• _TASK INSTRUCTIONS_
The full listing, start to finish: write it out again exactly.

• _RECORDED INFORMATION_
PR #1424, opened 2021-04-21
fix: implement `cacheKeyForTree` that returns `null`

brendenpalmer:
fix: implement `cacheKeyForTree` that returns `null`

• _FINISHED EXERCISE_
PR #1424, opened 2021-04-21
fix: implement `cacheKeyForTree` that returns `null`

brendenpalmer:
fix: implement `cacheKeyForTree` that returns `null`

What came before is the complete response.